We are a commune of inquiring, skeptical, politically centrist, capitalist, anglophile, traditionalist New England Yankee humans, humanoids, and animals with many interests beyond and above politics. Each of us has had a high-school education (or GED), but all had ADD so didn't pay attention very well, especially the dogs. Each one of us does "try my best to be just like I am," and none of us enjoys working for others, including for Maggie, from whom we receive neither a nickel nor a dime. Freedom from nags, cranks, government, do-gooders, control-freaks and idiots is all that we ask for.
The salutatorian at my daughter's recent high school graduation actually said almost exactly that. I think his exact words were "Do no harm." I loved it and it was so much better than the community organizer stuff the validictorian spewed.
My son's HS graduation speaker was a Marine Captain who basically said some similar things.
One part of this which struck me was the "fraternity basements" part. I spent quite a bit of time in our fraternity basement and he's right, the bonding down there was very useful.
But I disagree that it's all that valuable - at least it's nowhere near as valuable as the education missed by those who spent time down there while skipping classes. I knew 2 fellows who eventually dropped out.

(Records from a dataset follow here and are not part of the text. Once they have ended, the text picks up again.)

PR #1487, opened 2025-04-23
Check goo script arguments to prevent data loss.

tkphd:
Often, the Instructor and Learners will run `goostats.sh` without arguments. The resulting usage message unhelpfully requests two files -- without warning that the second will be written into!

This PR updates both "goo" scripts to check file arguments for existence before continuing. 

`goostats.sh`:  If `$1` is absent, or `$2` is present, `exit 2` (invalid arguments).

`goodiff.sh`:  If `$1` or `$2` is absent, `exit 2` (invalid arguments).

"Usage" also updated to use `$0` rather than hard-coding the script names.


bkmgit:
Thanks for this. Any reason for changing the return code to 0 from 1 when the incorrect number of arguments are given?

PR #1493, opened 2025-06-18
adding linux possible clear exception

### LINKED ISSUE #1492: Differences between terminals for "clear"
### How could the content be improved?

On some terminals, including the default one that came with my PopOS/Gnome system, the `clear` command clears the scrollbuffer as well as the terminal output. This makes it impossible (as far as I know) to scroll up to see the content before the `clear` command was executed. This makes the last statement of the referenced section incorrect.

### Which part of the content does your suggestion apply to?

https://github.com/swcarpentry/shell-novice/blob/c3636d4da767d64a0bfb97d8d66ca2dd79334580/episodes/02-filedir.md?plain=1#L184-L188

sstevens2:
fixes #1492

I added language that for some linux systems `clear` might also clear the scrollbuffer.  

I'd also recommend making this callout a spoiler instead since it is optional content instead of content that should be highlighted.  I can switch this back if maintainers disagree.

### DIFF
--- a/episodes/02-filedir.md
+++ b/episodes/02-filedir.md
@@ -184,7 +184,7 @@ are **files** in the current working directory.
 ## Clearing your terminal
 
 If your screen gets too cluttered, you can clear your terminal using the
-`clear` command. You can still access previous commands using <kbd>↑</kbd>
+`clear -x` command. You can still access previous commands using <kbd>↑</kbd>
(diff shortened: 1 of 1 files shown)


bkmgit:
Investigating this.  Please try to wrap text at 80 characters to help readability of source files.

sstevens2:
I'll wrap to 80 char as requested. Going forward we might want to consider semantic line breaks instead as they are more readable and accessible.

PR #1503, opened 2025-09-02
Update file existence checks in goostats.sh

jsteyn:
The `-a` option for `if` does not work in all environments. I have tested the script below in three different environments, Git Bash, MobaXTerm and RedHat Linux and they all produce the following output:

# The Script
```
#!/bin/bash
touch checkForfile.md
echo WITH -a
if [ -a checkForfile.md ]; then echo yes; else echo no;fi
if [ -a NocheckForfile.md ]; then echo yes; else echo no;fi
echo WITH ! -a
if [ ! -a checkForfile.md ]; then echo no; else echo yes;fi
if [ ! -a NocheckForfile.md ]; then echo no; else echo yes;fi
echo WITH -e
if [ -e checkForfile.md ]; then echo yes; else echo no;fi
if [ -e NocheckForfile.md ]; then echo yes; else echo no;fi
echo WITH ! -e
if [ ! -e checkForfile.md ]; then echo no; else echo yes;fi
if [ ! -e NocheckForfile.md ]; then echo no; else echo yes;fi
echo WITH -f
if [ -f checkForfile.md ]; then echo yes; else echo no;fi
if [ -f NocheckForfile.md ]; then echo yes; else echo no;fi
echo WITH ! -f
if [ ! -f checkForfile.md ]; then echo no; else echo yes;fi
if [ ! -f NocheckForfile.md ]; then echo no; else echo yes;fi
```

# The output
```
 $ ./checkforfile.sh
WITH -a
yes
no
WITH ! -a
no
no
WITH -e
yes
no
WITH ! -e
yes
no
WITH -f
yes
no
WITH ! -f
yes
no
```

# Expected output
The expected output for all tests would be:
```
yes
no
```
However, the `-a` option does not work if used in conjunction with not ('!')

_If this pull request addresses an open issue on the repository, please add 'Closes #NN' below, where NN is the issue number._

_Please briefly summarise the changes made in the pull request, and the reason(s) for making these changes._

_If any relevant discussions have taken place elsewhere, please provide links to these._

<details>

For more guidance on how to contribute changes to a Carpentries project, please review [the Contributing Guide](CONTRIBUTING.md) and [Code of Conduct](https://docs.carpentries.org/topic_folders/policies/code-of-conduct.html).

[...]

PR #1509, opened 2025-09-29
corrected goostats.sh in zip

7anooch:
Corrects the copy of `goostats.sh` in the zipped data file to match the corrected version of the script (to match PRs #1505 and #1503).

No other changes were made to the zip file.


bkmgit:
@7anooch Thanks.

PR #1510, opened 2025-10-25
provide link to "Options" in glossary

cknuepfer:
The glossary reference in line 800 is not rendered because the link is missing.


bkmgit:
@cknuepfer Thanks.

PR #1519, opened 2025-11-28
Remove note about nano and the SWC Windows Installer

tobyhodges:
The Instructor Notes refer to the Software Carpentry Windows Installer, and a potential issue with `nano` when using it. We have not used the Installer for a long time and have received no reports of `nano` being unavailable on Windows systems after following the setup instructions. This PR removes that item from the Instructor Notes.


dpshelio (approved):

bkmgit:
Thanks.

PR #734, opened 2016-10-28
Add override to income

colinbruce:
[Trello ticket](https://trello.com/c/L1NWBlRK/10-include-manager-override-question-for-income-applications)

Allow users to override, and grant, applications when they fail income applications too.
Currently override is only allowed on benefit applications.


jsugarman:
👍

PR #735, opened 2016-11-07
Add columns to raw data extract

colinbruce:
[Trello ticket](https://trello.com/c/XWSWvrRm/59-update-raw-data-extract)

Extended the number of columns in the raw data extract

### DIFF
--- a/app/models/views/reports/raw_data_export.rb
+++ b/app/models/views/reports/raw_data_export.rb
@@ -19,7 +19,10 @@ module Views
         married: 'married',
         decision: 'decision',
         amount_to_pay: 'applicant pays',
-        decision_cost: 'departmental cost'
+        decision_cost: 'departmental cost',
+        source: 'source',
+        granted: 'granted?',
+        evidence_checked: 'evidence checked?'
       }.freeze
 
       HEADERS = FIELDS.values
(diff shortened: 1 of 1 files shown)


app/models/views/reports/raw_data_export.rb
```diff
@@ -52,16 +55,34 @@ def data
...
+          business_entities.code AS bec_code,
+          CASE WHEN reference LIKE 'HWF%' THEN 'digital' ELSE 'paper' END AS source,
+          CASE WHEN de.id IS NULL THEN false ELSE true END AS granted,
+          CASE WHEN ec.id IS NULL THEN false ELSE true END AS evidence_checked
+        COLUMNS
+      end
+
+      def joins
+        <<-JOINS
+          LEFT OUTER JOIN offices ON offices.id = applications.office_id
```
jsugarman: I believe there is no difference between left outer join and left join for most, if not all DBs.

jsugarman:
👍 lots of SQL

app/models/views/reports/raw_data_export.rb
colinbruce: Thanks.  Damn it, now I'm showing my age, I'm still writing ANSI92 compliant SQL! :fearful:

PR #736, opened 2016-11-07
General Refactor

colinbruce:
* Update rubocop to 2.3 parser
  * we updated to ruby 2.3 _**5**_ months ago!
  * turned off the Style/FrozenStringLiteralComment as it errored on every single page and is due to be implemented in ruby 3
  * made code-climate happy

* Removed OUTER from the LEFT JOINS
* Updated the recent SQL refactor to use the new, indenting, HEREDOC format

### DIFF
--- a/app/builders/application_builder.rb
+++ b/app/builders/application_builder.rb
@@ -52,7 +52,7 @@ class ApplicationBuilder
   def dependent_attributes(online_application)
     {}.tap do |attributes|
       if online_application.children.present?
-        attributes[:dependents] = online_application.children > 0
+        attributes[:dependents] = online_application.children.positive?
         attributes[:children] = online_application.children
       end
     end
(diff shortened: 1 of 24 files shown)


app/builders/application_builder.rb
```diff
@@ -52,7 +52,7 @@ def online_application_attributes(online_application)
   def dependent_attributes(online_application)
     {}.tap do |attributes|
       if online_application.children.present?
-        attributes[:dependents] = online_application.children > 0
+        attributes[:dependents] = online_application.children.positive?
```
jsugarman: cool

app/models/views/reports/raw_data_export.rb
```diff
@@ -65,7 +65,7 @@ def build_data
       end
 
       def named_columns
-        <<-COLUMNS
+        <<~COLUMNS
```
jsugarman: cool, I is learning

jsugarman:
👍 looking good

A few others who are making a fair to middling income.
The 'college experience' isn't what I'm paying for my son to have. He can have bonding anywhere, it doesn't have to be a fraternity basement. It could be at the store he works, in the car with friends as he cruises around town, at the community college, on a lacrosse club, etc.
There is no 'college experience' so valuable that it can't be had somewhere else. A friend of mine complained about his experience going to a commuter school. I asked if he had a great time. Yes he did, he joined a fraternity. So, I pointed out, your experience wasn't bad, it was just different, and there's nothing wrong with that. What if I'd chosen Penn as opposed to Syracuse, as I could have? Would I have had a 'better' experience in a fraternity basement there? Would that experience be equal to the education I was receiving? No and no.
Still, some of this was good advice and I agree with it. But I'm not shelling out $40,000 a year for 'an experience'. Too many other ways to have that which are much cheaper.